The LCRDM task group initially set out to investigate software archiving (that is, storing source code), before concluding that they needed to include other aspects as well. Besides archiving, sustainable software requires clear licenses, documentation, and maintenance, among other things.

Members of the task group performed structured interviews with researchers who create software at different institutions in the Netherlands. The interviewees gave various reasons for sharing software, and had various ways of carrying it out. They also expressed different levels of understanding of software licenses, concerns about not having enough time to properly document everything, feelings of a lack of appreciation for software development, and the need for more support for these issues and for the availability of more training and funding.

Based on these interview results and on group discussions, the task group provided recommendations for funders, institutions, support staff, and researchers. These recommendations demonstrate that software sustainability is very much a joint effort, requiring education, guidance, policies, planning, recognition, and technical and financial support.

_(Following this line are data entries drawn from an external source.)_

PR #601, opened 2024-09-09
bump sangonzal/repository-traffic-action version to latest working one (fixes #596)

JessicaS11:
#596 bumped the version to an invalid version number (v1), causing the action to fail.

### DIFF
--- a/.github/workflows/traffic_action.yml
+++ b/.github/workflows/traffic_action.yml
@@ -23,7 +23,7 @@ jobs:
 
     # Calculates traffic and clones and stores in CSV file
     - name: GitHub traffic
-      uses: sangonzal/repository-traffic-action@v1
+      uses: sangonzal/repository-traffic-action@v0.1.6
       env:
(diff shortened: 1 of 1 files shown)


mfisher87:
Interesting. The `v1` tag exists on that repo, and dependabot's script is calculating it as the latest version, even though it's not.

https://github.com/sangonzal/repository-traffic-action/tags

I wonder if we can get dependabot to stop trying to update this action.

JessicaS11:
>I wonder if we can get dependabot to stop trying to update this action.

Perhaps with an [ignore](https://docs.github.com/en/code-security/dependabot/dependabot-version-updates/configuration-options-for-the-dependabot.yml-file#ignore) for that action+version tag combo? Only way it'd be an issue is if they remove the original tag and then reuse it, which seems unlikely.

mfisher87:
> Perhaps with an [ignore](https://docs.github.com/en/code-security/dependabot/dependabot-version-updates/configuration-options-for-the-dependabot.yml-file#ignore) for that action+version tag combo?

Oo nice, TIL!

PR #603, opened 2024-09-09
Add v1.x deprecation warning

### LINKED ISSUE #545: Add deprecation warning to icepyx v1
Notify users that a future change will break icepyx v1 through a deprecation warning. They will need to take action to install v2. They can do this as soon as v2 is available.

See #544 for more info

Should be thrown at import time

mfisher87:
Closes #545


icepyx/__init__.py
```diff
@@ -1,3 +1,15 @@
+from warnings import warn
+
+deprecation_msg = """icepyx v1.x is deprecated; the back-end systems on which is relies
+are being shut down. Please upgrade to icepyx v2.x which uses the new NASA Harmony
+back-end.
```
JessicaS11, line 5: Could we say "is going to be deprecated"? As written, this suggests v2 is already available for upgrading to...
```suggestion
deprecation_msg = """icepyx v1.x is going to be deprecated; the back-end systems on which it relies
are being shut down. Please upgrade to icepyx v2.x which uses the new NASA Harmony
back-end.
```

mfisher87: I agree we should clarify that the 2.x upgrade is not yet available.

However, "is going to be deprecated" is IMO confusing terminology. "Deprecated" colloquially means "scheduled for decommissioning or removal" ([see Python's "deprecations" page for examples](https://docs.python.org/3/deprecations/index.html); all of the things there are already considered "deprecated", but will be removed in future releases). So I would argue that the message "1.x is deprecated" is correct, but the wording around it could be clearer.

mfisher87: What do you think? 08db71d

icepyx/__init__.py
```diff
@@ -1,3 +1,17 @@
...
+deprecation_msg = """icepyx v1.x is deprecated; the back-end systems on which it relies
+will be shut down as of late 2024. At that time, upgrade to icepyx v2.x, which uses the
+new NASA Harmony back-end, will be required. Please see
+<https://icepyx.readthedocs.io/en/latest/user_guide/changelog/v1.3.0.html> for more
+information!
+"""
+# IMPORTANT: This is being done before the other icepyx imports because the imported
+# code changes warning filters. If this is done after the imports, the warning won't
+# work.
+warn(deprecation_msg, DeprecationWarning, stacklevel=2)
```
weiji14, line 12: Sure about using [`DeprecationWarning`](https://docs.python.org/3/library/exceptions.html#DeprecationWarning) instead of [`PendingDeprecationWarning`](https://docs.python.org/3/library/exceptions.html#PendingDeprecationWarning)? There's also [`FutureWarning`](https://docs.python.org/3/library/exceptions.html#FutureWarning) that is more intended for end users :upside_down_face:

mfisher87: Good question, not completely sure! RE: PendingDeprecationWarning:

>This class is rarely used as emitting a warning about a possible upcoming deprecation is unusual, and [DeprecationWarning](https://docs.python.org/3/library/exceptions.html#DeprecationWarning) is preferred for already active deprecations.

From PEP387:

>`PendingDeprecationWarning` may be used in special cases where the old and new versions of the API will coexist for many releases

I guess that provides a bit more clarity!

I'm still not sure about `FutureWarning`. Any examples of how other major projects handle similar scenarios?

icepyx/__init__.py
```diff
@@ -1,3 +1,17 @@
+from warnings import warn
+
+deprecation_msg = """icepyx v1.x is deprecated; the back-end systems on which it relies
```
JessicaS11, line 3:
```suggestion
deprecation_msg = """icepyx v1.x is being deprecated; the back-end systems on which it relies
```

Adding the link was a great idea!

JessicaS11 (approved):

mfisher87:
I really wish I had more time to get the integration test workflow all smoothed out. Not sure what's going on :(

JessicaS11 (approved):
Re-reviewing after merges from development to see if it triggers UML+integration tests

TU Delft research software policy

Next up was Paula Martinez Lavanchy, Research Data Officer at TU Delft Library and 4TU.ResearchData. She presented the Research Software Policy that was published and enacted by the TU Delft earlier this year and explained the road to getting there.

Discussions about improving the support for sharing research software started at TU Delft in 2017, when a researcher expressed their annoyance with the required procedure for making software open source at the Library. Because software potentially has commercial value, the TU’s valorisation centre had to sign off before it could be published with an open-source license, which could take weeks.

But annoyance with labour-intensive administrative procedures was not the only reason for creating the new policy. Research software is ubiquitous: 92% of researchers at TU Delft use software, and when researchers leave TU Delft, any loss of access to their software is a real risk to the continuation and integrity of their research. Moreover, developments around Open Science have driven an increased recognition of research software as a research output, but this recognition can only work when individual contributions to software are identified and recorded.

It took four years of drafting and discussions with research data officers, librarians, the IT department, valorisation centre, and experts outside the institution, before the policy and accompanying guidance were ready to be published.

Importantly, the policy provides clarification on copyright ownership of software produced at TU Delft: the university is the owner of the copyright, but the policy provides more freedom for researchers to publish open source software if they want. It also includes high-level requirements for how to manage software, establishes responsibilities in development, and describes workflows for sharing. A separate guidelines document helps researchers with licensing, registration, and commercialisation.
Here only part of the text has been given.